**Information shown**
Issue #1259, opened 2026-07-14
Missing fields from `StakePoolParams`


WhatisRT:
We're missing a bunch of fields compared to the [implementation](https://github.com/IntersectMBO/cardano-ledger/blob/master/libs/cardano-ledger-core/src/Cardano/Ledger/State/StakePool.hs#L424). Since conformance tests didn't find any, this means these are either disabled or never generated?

**Problem statement**
Write out only the lines from the one containing "Missing fields from" through the end of the listing above, exactly as they stand.

**Task output**
Missing fields from `StakePoolParams`


WhatisRT:
We're missing a bunch of fields compared to the [implementation](https://github.com/IntersectMBO/cardano-ledger/blob/master/libs/cardano-ledger-core/src/Cardano/Ledger/State/StakePool.hs#L424). Since conformance tests didn't find any, this means these are either disabled or never generated?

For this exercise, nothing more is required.